Lo riconobbi subito era il grosso cane danese, che correva verso di me, proiettando un'ombra gigantesca e bizzarra sull'ampio tappeto invernale. Mi parve che tutto il gelo si condensasse nelle mie membra a immobilizzarle in uno spasimo folle di paura. Il grande cane, con lanci spaventosi, fu presto al mio fianco. Ivi giunto, si fermò, guardandomi con i suoi occhi sanguigni. Diedi un urlo e mi cacciai innanzi con una corsa disperata e con l'impressione terrorizzante di quell'alito caldo di bestia dietro di me.

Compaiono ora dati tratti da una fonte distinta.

PR #1239, opened 2019-07-20
ktor-bom module for better dependency management

Prototik:
For a large project it's a pain to keep all dependency versions in sync. To solve that problem maven (and gradle since 5.0) uses BOM (Bill of Materials) - list of all provided artifacts with their versions.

Entrai in casa e chiusi l'uscio con violenza. Più nulla. Fuori, regnava il silenzio. Forse il cane si era stancato ed era tornato indietro.
Il domani, non pensavo più all'incidente. Ma nella notte, tornando a casa per il viottolo consueto, vidi di nuovo il grande danese correre incontro a me, a lanci, a traverso i campi non più coperti di neve, saltando fossi, passando a traverso i rovi e le piante, silenzioso e terribile. E di nuovo mi spinsi in una corsa pazza, minacciando di rovesciare per terra ad ogni tratto, urlando di paura e non osando volgermi indietro a osservare se il nemico mi seguisse.
Da allora, ogni notte, mi vidi venire incontro il cane senza potermi spiegare di dove uscisse e per quale motivo mi perseguitasse con la sua presenza e con i suoi sguardi un po' tristi. A poco a poco mi abituai a lui e finii con l'accettarlo come un compagno impossibile ad evitarsi. Innanzi al cancello della mia villa, la bestia si fermava e, seduta sulle zampe posteriori, mi seguiva con lo sguardo sino al limitare della casa.